News Release

Using superlatives in the media for cancer drugs

Peer-Reviewed Publication

JAMA Network

The use of superlatives to describe cancer drugs in news articles as "breakthrough," "revolutionary," "miracle" or in other grandiose terms was common even when drugs were not yet approved, had no clinical data or not yet shown overall survival benefits, according to an article published online by JAMA Oncology.

The omission of medical context or the use of inflated descriptions can lead to misunderstandings among readers. Vinay Prasad, M.D., M.P.H., of the Oregon Health & Science University, Portland, and coauthors examined the use of modest and superlative descriptors in news articles regarding cancer drugs.

The authors searched for 10 superlatives (breakthrough, game changer, miracle, cure, home run, revolutionary, transformative, life saver, groundbreaking and marvel) in conjunction with the term "cancer drug" in a Google news search earlier this year between June 21 and June 25. The authors found 94 articles from 66 news outlets with 97 superlative mentions meeting the study criteria and referring to 36 specific drugs. Half of the drugs described had not yet received approval from the U.S. Food and Drug Administration for at least one indication.

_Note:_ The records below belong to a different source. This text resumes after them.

PR #195, opened 2021-11-19
feat: add headerblock

### LINKED ISSUE #171: Component: HeaderBlock
### Design
https://www.figma.com/file/FWlI63N28LP7BxqNqj1bGw/sy-004-(Design!)?node-id=3659%3A24767

### Things to consider
- Which elements are visible inside that component?
- What versions exist of that component?
The outline in Figma implies that there are two/four variants. If necessary clarify with Eric what the differences are
  - "Large" or "Regular"
  - "With icon" or "Without icon". 
- If you're confused by the designs (which element belongs to which version?), check the grouping on the left hand side. This should clarify things.

### Expected outcome
A fully responsive new component :sparkles:

milljoniaer:
### Description
This PR adds a HeaderBlock according to the Design in Figma. It can have a Topline, Headline, TimeStamp and Author and as Children the Text itself.
This Component should be responsive to mobile devices where the illustration should be underneath the text on the right side.

---
### Some Screenshots with random configurations

Large with Icon (Desktop)
image

Small without Icon (Desktop)
image

Large with Icon without Date (Mobile)
image

Small without date and Timestamp (Mobile)
image


src/components/header-block/header-block.tsx
```diff
@@ -0,0 +1,111 @@
...
+  `;
+
+  const Timestamp = styled.p`
+    ${TextS}
+    letter-spacing: -0.01em;
+    color: rgba(0, 0, 0, 0.5);
+    margin-top: ${props.large ? '32px' : '16px'};
+    margin-bottom: 32px;
+  `;
+
```
georgiee: always define them outside. this should cause a warning in the console, maybe you have missed it?

src/components/header-block/header-block.tsx
```diff
@@ -0,0 +1,111 @@
...
+    <BlockWrapper>
+      <TextWrapper>
+        <Topline>{props.topline}</Topline>
+        <Headline>{props.headline}</Headline>
+        {(props.date || props.author) && (
+          <Timestamp>
+            {props.date}
+            {props.date && props.author && ' · '}
+            {props.author}
+          </Timestamp>
```
georgiee: I would not recommend to rely on author & date instead people should just pass in the full string so we can display any text there. I think the name `timestamp` is misleading because it can contain the author too and I think virtually any content should be allowed. It's just an additional slot besides headline and topline. Something like `bottomline`, `subline` or `metaline` (I like this)

Makes this component much simpler and the user of the component can then put together any string. Please change 🙌

src/components/header-block/header-block.tsx
```diff
@@ -0,0 +1,111 @@
...
+        )}
+        <HeaderBlockText>{props.children}</HeaderBlockText>
+      </TextWrapper>
+      {props.illustration && (
+        <IconWrapper>
+          <Illustration
+            show={props.illustration}
+            size={IllustrationSize.LARGE}
+          />
```
georgiee, line 86: I like that you rely on a prop and use the illustration directly 👍

src/components/header-block/header-block.stories.tsx
```diff
@@ -0,0 +1,26 @@
...
+    eget risus varius blandit sit amet non magna.
+  </HeaderBlock>
+);
+
+export const Regular = Template.bind({});
+Regular.args = {
+  topline: 'Topline',
+  headline: 'Headline',
+  date: 'vor 3 Tagen',
+  author: 'von Fabian Dietenberger, Frontend Engineer, Satellytes',
```
georgiee: should be replaced by a string prop, see my other comments related to this in the component

src/components/header-block/header-block.stories.tsx
```diff
@@ -0,0 +1,26 @@
...
+  illustration: 'rocket_011',
+  large: true,
```
georgiee, line 25: what's thay. do we have different sizes? If you look careful, the design demonstrates the mobile version too, so maybe you mixed that up ?
Screen Shot 2021-11-19 at 14 21 31

src/components/header-block/header-block.stories.tsx
```diff
@@ -0,0 +1,26 @@
...
+} as ComponentMeta<typeof HeaderBlock>;
+
+const Template: ComponentStory<typeof HeaderBlock> = (args) => (
+  <HeaderBlock {...args}>
+    Integer posuere erat a ante venenatis dapibus posuere velit aliquet. Morbi
+    leo risus, porta ac consectetur ac, vestibulum at eros. Maecenas sed diam
+    eget risus varius blandit sit amet non magna.
+  </HeaderBlock>
+);
+
```
georgiee, line 17: small and effective story 👍

src/components/header-block/header-block.tsx
```diff
@@ -0,0 +1,111 @@
...
+  font-weight: normal;
+  font-size: 20px;
+  line-height: 150%;
+`;
+
+const Text = css`
+  font-weight: normal;
+  font-size: 16px;
+  line-height: 150%;
+`;
```
georgiee: as agreed it's inline for now. thanks!
how did you like using them later in the component. does it feel good?

georgiee (changes requested):
Thank you! 👍

I have some comments, one blocker (merge date/author) and one question (large property) which might be a blocker.

src/components/header-block/header-block.tsx
milljoniaer: I started with having them outside, but then I could not access the props values inside the css. Is there another way to do this?

src/components/header-block/header-block.tsx
milljoniaer: Yes, I do like it. Very clean approach.

src/components/header-block/header-block.stories.tsx
milljoniaer: But there is for both, Mobile and Desktop, always a Regular and a Large state, isn't it?

src/components/header-block/header-block.tsx
georgiee: you can pass props to styled components, here a simplfied exampel taken from the repo somewhere (search to find the place. there are plenty of other examples like this. `styled.div<>` contains the prop definition for this specific styled component to tell what's being passed in. You can try it to define but if you struggle remove it (defaults to any I think)

```
<AuroraBackground source={getSource(type)} />

const AuroraBackground = styled.div<AuroraBackgroundProps>`
  background-image: url(${(props) => props.source});
`;

```

src/components/header-block/header-block.tsx
```diff
@@ -0,0 +1,123 @@
+import React from 'react';
+import styled from 'styled-components';
+import { css } from 'styled-components';
+import { Illustration, IllustrationSize } from '../illustration/illustration';
+import { IllustrationType } from '../illustration/illustration-set';
+import { down, up } from '../breakpoint/breakpoint';
```
feedm3: 2 imports are not used and can be removed:

Screenshot 2021-11-23 at 11 17 11

src/components/header-block/header-block.tsx
```diff
@@ -0,0 +1,123 @@
...
+  line-height: 150%;
+`;
+
+const TextL = css`
+  font-weight: normal;
+  font-size: 20px;
+  line-height: 150%;
+`;
+
+const Text = css`
```
feedm3: If I remember correctly those are now all defined in `typography-v2` right? So can should be able to update the branch and remove them here.

feedm3 (changes requested):
Looks very good, just 2 small cleanup comments 👍

feedm3 (approved):

src/components/header-block/header-block.tsx
```diff
@@ -0,0 +1,93 @@
...
+      <TextWrapper>
+        <Topline>{props.topline}</Topline>
+        <Headline large={props.large}>{props.headline}</Headline>
+        {props.metaline && (
+          <Metaline large={props.large}>{props.metaline}</Metaline>
+        )}
+        <HeaderBlockText large={props.large}>{props.children}</HeaderBlockText>
+      </TextWrapper>
+      {props.illustration && (
+        <IconWrapper>
```
georgiee, line 82: tip for next time so save one div 🙌

```
const IllusrationStyled = styled(IconWrapper)`
..
`

// and then

<IllusrationStyled/>
```
instead of 

```
<IconWrapper>
  <Illustration/>
</IconWrapper>
```

georgiee (approved):
Let's merge this now💫

PR #199, opened 2021-11-22
feat: add RegularButton component

### LINKED ISSUE #167: Component: Button (Regular)
### Design
https://www.figma.com/file/FWlI63N28LP7BxqNqj1bGw/sy-004-(Design!)?node-id=3669%3A12612

### Things to consider

milljoniaer:
### Description
This adds the Regular Button just like designed [here](https://www.figma.com/file/FWlI63N28LP7BxqNqj1bGw/sy-004-(Design!)?node-id=3669%3A12612). The label is passed as `children` of the Component.

`onClick` can be passed as property.

hover rules are followed.

---

#### Screenshots

image

hover:
image

---

closes #167


src/components/buttons/RegularButton.tsx
```diff
@@ -0,0 +1,64 @@
+import React from 'react';
+import styled, { css } from 'styled-components';
+
+const toplineR = css`
```
feedm3: What does the `R` mean? Better not use abbreviations in general, only if they are super obvious like HTTP.

If this variable is specifically for styles, I would also recommend to add the postfix `Styles` (like `toplineRStyles`)

src/components/buttons/RegularButton.stories.tsx
```diff
@@ -0,0 +1,20 @@
+import React from 'react';
```
feedm3: Filenames in this project always use kebab case names, so `regular-button.strories.tsx` and not camel case.

For consistency this should be used on all new files. In general it's a matter of personal taste, although I find using kebab case names more simple to read when working in the console (not sure if I this theory can be baked by real science :D)

src/components/buttons/RegularButton.tsx
```diff
@@ -0,0 +1,64 @@
...
+interface RegularButtonProps {
+  children: React.ReactNode;
+  onClick: React.MouseEventHandler;
+}
+
+const RegularButton = ({ children, onClick }: RegularButtonProps) => {
+  return (
+    <StyledButton onClick={(event) => onClick?.(event)}>
+      <ButtonText>{children}</ButtonText>
+      <StyledIcon>
```
feedm3: Shouldn't the icon be optional? I guess the icon is only used when the button acts like a link.

If most of the buttons are links, I would recommend that you create a separate `LinkButton`, which always shows this icon.

src/components/buttons/RegularButton.tsx
```diff
@@ -0,0 +1,64 @@
...
+  ${toplineR}
+  color: #ffffff;
+`;
+
+interface RegularButtonProps {
+  children: React.ReactNode;
+  onClick: React.MouseEventHandler;
+}
+
+const RegularButton = ({ children, onClick }: RegularButtonProps) => {
```
feedm3: Naming it `Button` will automatically make it a regular button.

src/components/buttons/RegularButton.tsx
feedm3: I just saw that you use this style only in one place. In this case, why not put it directly there?

src/components/buttons/RegularButton.tsx
```diff
@@ -0,0 +1,64 @@
...
+const ButtonText = styled.span`
+  padding-left: 16px;
+
+  ${toplineR}
+  color: #ffffff;
+`;
+
+interface RegularButtonProps {
+  children: React.ReactNode;
+  onClick: React.MouseEventHandler;
```
feedm3: Nice typing!

feedm3 (changes requested):

src/components/buttons/RegularButton.tsx
milljoniaer: ToplineR is one of the Text styles defined in figma (and it is called there just like this, I also do not know what the `R` means).

I did not use this css in the styled component directly since @georgiee und @fischeversenker wanted to have a new typography.tsx with those text styles and until we have that one, I shall just do it like above.

src/components/buttons/RegularButton.tsx
milljoniaer: In Figma, there is just one Example for the Button (Regular) and that one has this icon. 
https://www.figma.com/file/FWlI63N28LP7BxqNqj1bGw/sy-004-(Design!)?node-id=3669%3A12612

Should the Icon although be optional?

src/components/buttons/RegularButton.tsx
feedm3: All right, if that's the name in Figma that is fine. Maybe you can ask Design if they can use more expressive names, but we don't need to wait for feedback here 👍

src/components/buttons/RegularButton.tsx
feedm3: You are right, every button has this Icon. Unusual, I would bet that it will change in near future 😄  But then it's ok to hardcode it for now.

feedm3 (approved):

PR #198, opened 2021-11-22
feat: add teaser overview story

hofmann-felix:
Resolves issues from https://github.com/satellytes/satellytes.com/issues/173#issuecomment-975220091
Storybook URL: https://deploy-preview-198--satellytes-website-storybook.netlify.app

## What's included? 
- add a story "Teaser Grid" to showcase the natural habitat of a teaser: A grid that holds multiple instances of a teaser. 
- Teaser type (Regular, with Image or with Illustration) can be changed in the controls
- hide `cover` prop in the `WithImage` story

## Preview
Bildschirmfoto 2021-11-22 um 12 10 24

PR #200, opened 2021-11-22
feat: add mdx support to storybook

### LINKED ISSUE #185: Docs & MDX Support
I would like to write a few words about our new components so people understand how and why you will use it. That's available in storybook through DocsPages.  It either extracts comments from a component or you start with mdx in the beginning, basically writing markdown content mixed with your components mark up.

See the [Docs Overview](https://github.com/storybookjs/storybook/tree/next/addons/docs) and the [MDX description](https://github.com/storybookjs/storybook/blob/next/addons/docs/docs/mdx.md).

Right now my comments above components are not extracted. Maybe someone knows if this is already supported out of the box and then let's discuss if we would benefit from mdx.

hofmann-felix:
Resolves: https://github.com/satellytes/satellytes.com/issues/185
Storybook: https://deploy-preview-200--satellytes-website-storybook.netlify.app
## What's included?
- [Storybook Docs ](https://github.com/storybookjs/storybook/blob/next/addons/docs/README.md) was added and configured. This allows us to add a mdx documentation to each existing story. 
- A mdx documentation was added to the teaser story. This documentation still needs to be improved, currently it only serves to show the functionality of the plugin. 

## Notes
There are several ways to add documentation: Currently in the Teaser component, the existing story is kept (`teaser.stories.tsx`) and only the documentation (`teaser.stories.tsx`) comes from the mdx file. This allows (as before) the pure component to be displayed under "Canvas" and the mdx documentation under "Docs". 
Bildschirmfoto 2021-11-22 um 14 46 33
Instructions and further options can be found here:
- [How to write CSF stories with MDX docs](https://github.com/storybookjs/storybook/blob/next/addons/docs/docs/recipes.md#csf-stories-with-mdx-docs)
- [General story book mdx documentation](https://github.com/storybookjs/storybook/blob/next/addons/docs/docs/mdx.md)

## Preview
Bildschirmfoto 2021-11-22 um 14 30 14

### DIFF
--- a/.storybook/main.js
+++ b/.storybook/main.js
@@ -1,12 +1,16 @@
 const path = require('path');
 
 module.exports = {
-  stories: ['../src/**/*.stories.mdx', '../src/**/*.stories.@(js|jsx|ts|tsx)'],
+  stories: [
+    '../src/**/*.stories.mdx',
+    '../src/**/*.stories.@(js|jsx|ts|tsx|mdx)',
+  ],
   addons: [
     '@storybook/addon-links',
     '@storybook/addon-essentials',
     'storybook-addon-gatsby',
     'storybook-react-i18next',
+    '@storybook/addon-docs',
   ],
   core: {
     builder: 'webpack5',
--- a/.storybook/main.js
+++ b/.storybook/main.js
@@ -1,16 +1,12 @@
 const path = require('path');
 
 module.exports = {
-  stories: [
-    '../src/**/*.stories.mdx',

The most common class of drugs referenced was targeted therapy (17 of 36), nine cytotoxic drugs, five immunotherapy checkpoint inhibitors, three cancer vaccines, one radiotherapy and one gene therapy. Superlatives were used most often to refer to targeted therapy and an immunologic checkpoint inhibitor. For 5 of the 36 drugs (14 percent), superlatives were used in the absence of clinical data, according to the results.

Most of the 97 superlatives were used by journalists (55 percent); physicians (27 percent); industry experts (9 percent); patients (8 percent) and one member of Congress (1 percent). In 55 percent of the cases, the superlative was used by the author of the article without any other attribution.

"A range of speakers used superlatives but the majority were journalists (55 percent), who may not have the expertise to identify the most promising medical therapies, or what magnitude of benefit warrants a superlative. The use of superlatives is common in cancer research news articles. Some of this use may be questioned," the authors conclude.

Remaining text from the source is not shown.